The Japanese treatment for even minor infringements was severe: even attempting to buy or barter food, from the natives was treated harshly. One of our number, who was caught exchanging a leather wallet for some bananas with a native, was beaten up by two guards and thrown into solitary confinement. The unfortunate Indonesian vendor was tied to a tree with barbed wire outside the main gate of the prison and left in the blazing sun with food and water placed on the ground out of his reach.Every work party entering and leaving the prison including passing natives sympathised with the poor wretched man who became delirious with heat and pain after three days without food or water. He received no medical attention, only daily taunts from the guards who often vented their spleen by kicking and punching him as they passed by. On the fourth day, mercifully, he died but his limp body was left for several days as a warning before being cut down and carried away.
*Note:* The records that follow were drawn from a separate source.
Issue #2352, opened 2020-05-28
wording: "generated by a piece of software"


alanfgh:
On the dev site, when I look at sentence number 16491, I see two Japanese translations. The first has another version under it with a red triangle icon next to it. When I hover over that, I see the text "This alternative script may contain errors because it has been generated by a piece of software that is not perfect."

![automatic_not_perfect](https://user-images.githubusercontent.com/1213027/83200186-c8490a00-a110-11ea-982f-ac94834553ff.png)

When I hover over a second one, I see the text "This alternative script was generated by a piece of software."

![piece_of_software](https://user-images.githubusercontent.com/1213027/83200223-deef6100-a110-11ea-8065-b5ee8968a0e6.png)

There are a couple of issues with this.

(1) The first message feels a bit alarmist.

(2) The wording seems a little awkward.

(3) It's not clear to me what the difference is between the two sentences. Is it that one was not reviewed, while the other was?

I prefer this text:

"This transcription was generated automatically."

If you want to stress that the transcription has not been reviewed, you can say:

"This transcription was generated automatically and has not been reviewed."

trang:
Thanks for the wording suggestions, @alanfgh.

To summarize, we have the following cases:

1) The transcription was automatically generated and we know that the software is 100% accurate. It therefore doesn't need to be reviewed.
→ The tooltip would be `This transcription was generated automatically.` or `This alternative script was generated automatically.`

2) The transcription was automatically generated and we know that the software is not always accurate. It needs to be reviewed.
→ The tooltip would be `This transcription was generated automatically and has not been reviewed.` or `This alternative script was generated automatically and has not been reviewed.`

3) The transcription has been reviewed.
→ The tooltip would indicate who reviewed it and when, as it does now.

alanfgh:
That makes sense.

I think of "script" as referring to a system of writing and "transcription" as referring to (a) a process or (b) a single piece of text. (Case b is the relevant one here.) Therefore, I prefer "transcription" to "alternative script".

trang:
We actually have different wordings for alternative scripts and transcriptions.

For instance, pinyin will be referred as to "transcription". But simplified/traditional Chinese will be referred to as "alternative script".

The various tooltip texts are defined here:
https://github.com/Tatoeba/tatoeba2/blob/dev/src/Model/Entity/Transcription.php#L193

Unless we decide to merge the tooltips and refer to everything as "transcription", we would need to adapt the strings for both cases.

[...]

PR #3104, opened 2024-03-06
Clearer transcription tooltips

profesyonal:
#2352


profesyonal:
I did test this BTW, but I was having problems with merging a commit without including some other irrelevant changes I'd made, so I did the edit on Github.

Meanwhile, in solitary confinement, our own miscreant was being systematically starved by the Japanese by reducing his ration to one small dish of cold rice per day and one cup of water. No facilities were made for washing or tending his many cuts and bruises and his cell, which was none too clean on his arrival, became progressively worse. During the night, someone contrived to slip a banana and a hard boiled egg through the bar which the occupant immediately devoured. Such was his hunger that the banana skin was consumed as well, but the eggshell was his undoing. In spite of the general filth of the cell floor, an observant guard noticed the fresh fragments and an uproar ensued. The entire prison population was called on parade to hear a diatribe from the commandant about the evils of passing food to a man on sentence. The guilty person was ordered to own up, a request which naturally evoked no response.

The commandant then issued an ultimatum which stated that if no-one confessed, the entire parade "would stand to attention until further notice, without food, water or medical attention, come rain, wind or sun until all men die!" Naturally, no-one decided to come forward and a battle of wills commenced. The following ordeal lasted the remainder of a blistering hot day and extended well into the night. A heavy machine gun was brought out and trained on our assembled ranks who were encouraged to stand stock still by roving guards who beat anyone making the slightest movement. Towards nightfall many of the weaker men had collapsed, but no-one was allowed to attend to them and they lay where they had fallen. No-one was permitted to visit the latrines and several dysentery cases were in a parlous state unable to control their bodily functions. Around midnight, the infuriated Jap commandant had received no answer from our ranks and ordered his guards to drag al the seriously bed-ridden patients from the camp sick bay and place them on the ground in front of us."

**(To continue the story see details of this book at the foot of this page)

By April 1942, over 1,000 patients many Dutch and Australians were housed in a hospital at Bandung in central Java where Australian doctor "Weary Dunlop" was in charge.

On 20th October 1942 1,600 prisoners on Java were shipped on the Tacoma Maru, north via Singapore, to work on the Thai/Burma railway - "Weary Dunlop" included.

On the 26th October, 2,000 prisoners on Java were put on the Yosida Maru, via Singapore to Fukuoka in Japan.

And on 26th April 1943, it is believed that over 6,000 prisoners of different nationalities were sent to Ambon, Haruku, Ceram and Flores. Transportation of men from Java to different destinations continued throughout 1944.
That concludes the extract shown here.